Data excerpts

PR #495, opened 2025-04-04
HMS-5813: QE: migrate Template CRUD test

swadeley:
## Summary

[HMS-5813] QE: migrate Template CRUD test

## Testing steps

peer review

PR #499, opened 2025-04-09
Build: add centirepos

swadeley:
## Summary

I made a new batch of 100 repos without a number in the URL
The multirepos path with a rank number in URL causes problems when that number corresponds to a release version.

## Testing steps

Tests pass


_playwright-tests/UI/CustomRepoCRUD.spec.ts
```diff
@@ -2,17 +2,12 @@ import { test, expect } from '@playwright/test';
...
-export const rank = () => Math.floor(Math.random() * 10 + 1).toString();
-export const randomNum = () =>
-  Math.floor(Math.random() * 10 + 1)
-    .toString()
-    .padStart(2, '0');
+const repoNamePrefix = 'Repo-CRUD';
+const repoName = `${repoNamePrefix}-${randomName()}`;
 
-export const url = `https://stephenw.fedorapeople.org/multirepos/${rank()}/repo${randomNum()}/`;
+const url = `${randomUrl()}`;
```
dominikvagner, line 10: why not just `const url = randomUrl()`, no need to wrap it in a format string 😅

_playwright-tests/UI/helpers/repoHelpers.ts
```diff
@@ -0,0 +1,8 @@
+export const randomName = () => (Math.random() + 1).toString(36).substring(2, 6);
+
+export const randomNum = () =>
+  Math.floor(Math.random() * 100 + 1)
+    .toString()
+    .padStart(2, '0');
+
+export const randomUrl = () => `https://stephenw.fedorapeople.org/centirepos/repo${randomNum()}/`;
```
dominikvagner, line 8: this is nice, much simpler this way 👍🏼 

but it would be even better to have those repos in our [fixtures repo](https://github.com/content-services/fixtures/), which was created for this exact purpose, i.e.: hosting our's testing repositories, where the ownership would be on the entire team 😄

dominikvagner (commented):
left two comments 💭😅

_playwright-tests/UI/CustomRepoCRUD.spec.ts
swadeley: yes, good point, fixed, thank you

_playwright-tests/UI/helpers/repoHelpers.ts
swadeley: RFE versus bugfix

swadeley: Hi, I think this might work:

https://github.com/content-services/fixtures/pull/6

dominikvagner: that would, awesome! 👏🏼 
just the URL needs to be changed now to point to the new location 😄

swadeley: @dominikvagner rebased and updated to use github repo path. 
Thank you.

swadeley: Changes to repo path also applied in:

https://github.com/content-services/content-sources-frontend/pull/495

swadeley: If you merge https://github.com/content-services/content-sources-frontend/pull/495 we can close this PR.

PR #501, opened 2025-04-10
Test: Wait longer for the page to load

marusak:
Do not merge, just trying stuff out!


marusak:
GET on fed-modules.json is repeating pattern :thinking:

PR #502, opened 2025-04-11
Test: merge incorrectly split tests, improve speed

dominikvagner:
## Summary
This merges test that were incorrectly split into multiple and substitutes the separation with more steps. 🧹  
Also make a small change to navigation helpers to hopefully make them a little faster. ⚡ 

## Testing steps
Tests pass and hopefully don't time out in CI + should be less flaky due to decreased number of navigations and increased retries 🙏🏼


swadeley (approved):
ACK

PR #503, opened 2025-04-11
HMS-5940: Add validation for creating content templates in Templates.spec.ts

mayurilahane:


mayurilahane:
We can use the API method introduced in this PR for template creation.

however, it is not a priority at the moment, so I am closing it. 

Regarding the feature to verify the valid status of templates, it is addressed as part of PR #495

Problem to solve >>
Looking through the data above, copy out each line in which the string "that" occurs.

Output for this task >>
The multirepos path with a rank number in URL causes problems when that number corresponds to a release version.
dominikvagner: that would, awesome! 👏🏼 
This merges test that were incorrectly split into multiple and substitutes the separation with more steps. 🧹  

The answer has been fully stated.